Restate all the data exactly, so that each line is the same as before.
[Opening Source material section]
PR #56862, opened 2025-06-17
qemu: use autoconf pipeline, explicit build options for aio/io-uring and ensure dummy --version  tests arent broken

tulilirockz:
Older title was too big, I believe this might be ok? 
- Also changed a few things to `install` instead of `cp`
- `qemu-edid` was displaying garbled data on the tests because the `help`/`version` options don't seem to exist
- Hopefully from now on we could specify what exactly we want on the build so we can clear up old dependencies easier in the future

### DIFF
--- a/qemu.yaml
+++ b/qemu.yaml
@@ -1,7 +1,7 @@
 package:
   name: qemu
   version: "10.0.2"
-  epoch: 1
+  epoch: 2
   description: "fast processor emulator"
   copyright:
     - license: GPL-2.0
@@ -28,7 +28,6 @@ environment:
       - liburing-dev
       - ncurses
       - ncurses-dev
-      - ninja-build
       - perl
       - pixman-dev
       - py3-packaging
@@ -47,12 +46,22 @@ pipeline:
       expected-commit: ff3419cbacdc9ad0715c716afeed65bb21a2bbbc
       tag: v${{package.version}}
 
+  - uses: autoconf/configure
+    with:
+      opts: |
+        --enable-system \
+        --enable-slirp \
+        --enable-linux-aio \
+        --enable-linux-io-uring \
+        --enable-vnc \
+        --target-list=x86_64-softmmu,aarch64-softmmu \
+        --prefix=/usr
+
+  - uses: autoconf/make
+
+  - uses: autoconf/make-install
+
   - runs: |
-      mkdir build
-      cd build
-      ../configure --enable-system --enable-slirp --enable-vnc --target-list=x86_64-softmmu,aarch64-softmmu --prefix=${{targets.destdir}}/usr
-      make -j$(nproc)
-      make install
       # Remove this firmware file, which we don't need, but requires so:dld.sl, which we don't have
       rm -f ${{targets.destdir}}/usr/share/qemu/hppa-firmware64.img
       # Can't use strip pipeline; there are some binaries that melange can't strip,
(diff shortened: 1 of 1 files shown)


qemu.yaml
```diff
@@ -82,15 +97,16 @@ subpackages:
...
       pipeline:
         - runs: |
-            qemu-img --version
-            qemu-img --help
+            qemu-img --version | grep "${{package.version}}"
+            qemu-img --help | grep "QEMU disk image utility"
+            qemu-io --version | grep "${{package.version}}"
+            qemu-io --help | grep "QEMU Disk exerciser"
+            qemu-nbd --version | grep "${{package.version}}"
+            qemu-nbd --help | grep "QEMU Disk Network Block Device Utility"
```
smoser: Since you're touching it, please use '-f' (fixed strings) to grep. And Also set 'set -o pipefail' otherwise the left side of the pipe could segfault every time and go unnoticed.

smoser (changes requested):
Was there a specific reason to move off ninja? Have you looked at what other distros do? I'm guessing if they use ninja there is some way to fail on missing options dependencies.

tulilirockz:
> Was there a specific reason to move off ninja? Have you looked at what other distros do? I'm guessing if they use ninja there is some way to fail on missing options dependencies.

It was honestly by accident LOL I completely forgot I removed that for some reason when I was testing this package locally. I'll just re-add it

qemu.yaml
```diff
@@ -178,16 +195,20 @@ test:
     - uses: test/tw/ldd-check
     - uses: test/pkgconf
     - runs: |
+        set -o pipefail
         for i in /usr/bin/qemu-system-*; do
-          $i --help 2>/dev/null && echo "$i --> OKAY" || echo "$i --> FAIL"
-          $i --version 2>/dev/null && echo "$i --> OKAY" || echo "$i --> FAIL"
+          {
+            $i --help | grep -F "QEMU emulator"
+          } 2>/dev/null && echo "$i --> OKAY" || echo "$i --> FAIL"
```
smoser, line 202: 2 things here.
1. my local test here didn't have anything output on stderr, so i dont think you  need to swallow it by redirecting to /dev/null.  if it failed, we'd want to see it.
2. if you FAIL here you'll just print FAIL and go on happily, and no one will ever know unless they're looking at logs.

I guess you didn't actually cause 2, it was like that before. 

something like this maybe:

```bash
set -o pipefail
fails=""
for i in /usr/bin/qemu-system-*; do
  $i --help | grep -F "QEMU emulator" &&
      echo "$i --help: PASS" || { echo "$i --help: FAIL"; fails="$fails $i"; }
done
if [ -n "$fails" ]; then
  exit 1
fi
```

smoser (changes requested):

qemu.yaml
smoser: Alternatively, you can just do:

```
for i in /usr/bin/qemu-syste-*; do
  "$i" --help | grep -F "QEMU emulator"
done
```
  
that works because these scripts run with 'set -e'. if either side of that pipe exits non-zero it will fail.  you just wont get a nice message as to _what_ failed.

smoser:
> It was honestly by accident LOL I completely forgot I removed that for some reason when I was testing this package locally. I'll just re-add it


Maybe I wasn't clear.  You changed the build system from ninja to autoconf.  Why did you do that?

tulilirockz:
> You changed the build system from ninja to autoconf. Why did you do that?

I believe I haven't, though! - The `autoconf` pipeline does the same things we are doing right now:

- [autoconf/configure](https://github.com/chainguard-dev/melange/blob/9e77b79041d636d0712f0eb084e483d8d6e04180/pkg/build/pipelines/autoconf/configure.yaml#L38-L47) - `./configure` + a few other options that we dont need to specify if we use it
- [autoconf/make](https://github.com/chainguard-dev/melange/blob/9e77b79041d636d0712f0eb084e483d8d6e04180/pkg/build/pipelines/autoconf/make.yaml#L20) - `make -J(nproc)` + a target
- [autoconf/make-install](https://github.com/chainguard-dev/melange/blob/9e77b79041d636d0712f0eb084e483d8d6e04180/pkg/build/pipelines/autoconf/make-install.yaml#L20) - `make install` + some options there too

I guess what we gain from it is just not needing to specify a few options like `--prefix` and stuff. If this is an issue I can just remove it and maybe PR this some other time separately, I might not be understanding the ramifications of using these pipelines instead of raw `make blah`.

qemu.yaml
tulilirockz: Sounds perfectly fine to me! Figuring something out here and I'll post a commit soon. Thank you!!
[Closing Source material section]
Result:
PR #56862, opened 2025-06-17
qemu: use autoconf pipeline, explicit build options for aio/io-uring and ensure dummy --version  tests arent broken

tulilirockz:
Older title was too big, I believe this might be ok? 
- Also changed a few things to `install` instead of `cp`
- `qemu-edid` was displaying garbled data on the tests because the `help`/`version` options don't seem to exist
- Hopefully from now on we could specify what exactly we want on the build so we can clear up old dependencies easier in the future

### DIFF
--- a/qemu.yaml
+++ b/qemu.yaml
@@ -1,7 +1,7 @@
 package:
   name: qemu
   version: "10.0.2"
-  epoch: 1
+  epoch: 2
   description: "fast processor emulator"
   copyright:
     - license: GPL-2.0
@@ -28,7 +28,6 @@ environment:
       - liburing-dev
       - ncurses
       - ncurses-dev
-      - ninja-build
       - perl
       - pixman-dev
       - py3-packaging
@@ -47,12 +46,22 @@ pipeline:
       expected-commit: ff3419cbacdc9ad0715c716afeed65bb21a2bbbc
       tag: v${{package.version}}
 
+  - uses: autoconf/configure
+    with:
+      opts: |
+        --enable-system \
+        --enable-slirp \
+        --enable-linux-aio \
+        --enable-linux-io-uring \
+        --enable-vnc \
+        --target-list=x86_64-softmmu,aarch64-softmmu \
+        --prefix=/usr
+
+  - uses: autoconf/make
+
+  - uses: autoconf/make-install
+
   - runs: |
-      mkdir build
-      cd build
-      ../configure --enable-system --enable-slirp --enable-vnc --target-list=x86_64-softmmu,aarch64-softmmu --prefix=${{targets.destdir}}/usr
-      make -j$(nproc)
-      make install
       # Remove this firmware file, which we don't need, but requires so:dld.sl, which we don't have
       rm -f ${{targets.destdir}}/usr/share/qemu/hppa-firmware64.img
       # Can't use strip pipeline; there are some binaries that melange can't strip,
(diff shortened: 1 of 1 files shown)


qemu.yaml
```diff
@@ -82,15 +97,16 @@ subpackages:
...
       pipeline:
         - runs: |
-            qemu-img --version
-            qemu-img --help
+            qemu-img --version | grep "${{package.version}}"
+            qemu-img --help | grep "QEMU disk image utility"
+            qemu-io --version | grep "${{package.version}}"
+            qemu-io --help | grep "QEMU Disk exerciser"
+            qemu-nbd --version | grep "${{package.version}}"
+            qemu-nbd --help | grep "QEMU Disk Network Block Device Utility"
```
smoser: Since you're touching it, please use '-f' (fixed strings) to grep. And Also set 'set -o pipefail' otherwise the left side of the pipe could segfault every time and go unnoticed.

smoser (changes requested):
Was there a specific reason to move off ninja? Have you looked at what other distros do? I'm guessing if they use ninja there is some way to fail on missing options dependencies.

tulilirockz:
> Was there a specific reason to move off ninja? Have you looked at what other distros do? I'm guessing if they use ninja there is some way to fail on missing options dependencies.

It was honestly by accident LOL I completely forgot I removed that for some reason when I was testing this package locally. I'll just re-add it

qemu.yaml
```diff
@@ -178,16 +195,20 @@ test:
     - uses: test/tw/ldd-check
     - uses: test/pkgconf
     - runs: |
+        set -o pipefail
         for i in /usr/bin/qemu-system-*; do
-          $i --help 2>/dev/null && echo "$i --> OKAY" || echo "$i --> FAIL"
-          $i --version 2>/dev/null && echo "$i --> OKAY" || echo "$i --> FAIL"
+          {
+            $i --help | grep -F "QEMU emulator"
+          } 2>/dev/null && echo "$i --> OKAY" || echo "$i --> FAIL"
```
smoser, line 202: 2 things here.
1. my local test here didn't have anything output on stderr, so i dont think you  need to swallow it by redirecting to /dev/null.  if it failed, we'd want to see it.
2. if you FAIL here you'll just print FAIL and go on happily, and no one will ever know unless they're looking at logs.

I guess you didn't actually cause 2, it was like that before. 

something like this maybe:

```bash
set -o pipefail
fails=""
for i in /usr/bin/qemu-system-*; do
  $i --help | grep -F "QEMU emulator" &&
      echo "$i --help: PASS" || { echo "$i --help: FAIL"; fails="$fails $i"; }
done
if [ -n "$fails" ]; then
  exit 1
fi
```

smoser (changes requested):

qemu.yaml
smoser: Alternatively, you can just do:

```
for i in /usr/bin/qemu-syste-*; do
  "$i" --help | grep -F "QEMU emulator"
done
```
  
that works because these scripts run with 'set -e'. if either side of that pipe exits non-zero it will fail.  you just wont get a nice message as to _what_ failed.

smoser:
> It was honestly by accident LOL I completely forgot I removed that for some reason when I was testing this package locally. I'll just re-add it


Maybe I wasn't clear.  You changed the build system from ninja to autoconf.  Why did you do that?

tulilirockz:
> You changed the build system from ninja to autoconf. Why did you do that?

I believe I haven't, though! - The `autoconf` pipeline does the same things we are doing right now:

- [autoconf/configure](https://github.com/chainguard-dev/melange/blob/9e77b79041d636d0712f0eb084e483d8d6e04180/pkg/build/pipelines/autoconf/configure.yaml#L38-L47) - `./configure` + a few other options that we dont need to specify if we use it
- [autoconf/make](https://github.com/chainguard-dev/melange/blob/9e77b79041d636d0712f0eb084e483d8d6e04180/pkg/build/pipelines/autoconf/make.yaml#L20) - `make -J(nproc)` + a target
- [autoconf/make-install](https://github.com/chainguard-dev/melange/blob/9e77b79041d636d0712f0eb084e483d8d6e04180/pkg/build/pipelines/autoconf/make-install.yaml#L20) - `make install` + some options there too

I guess what we gain from it is just not needing to specify a few options like `--prefix` and stuff. If this is an issue I can just remove it and maybe PR this some other time separately, I might not be understanding the ramifications of using these pipelines instead of raw `make blah`.

qemu.yaml
tulilirockz: Sounds perfectly fine to me! Figuring something out here and I'll post a commit soon. Thank you!!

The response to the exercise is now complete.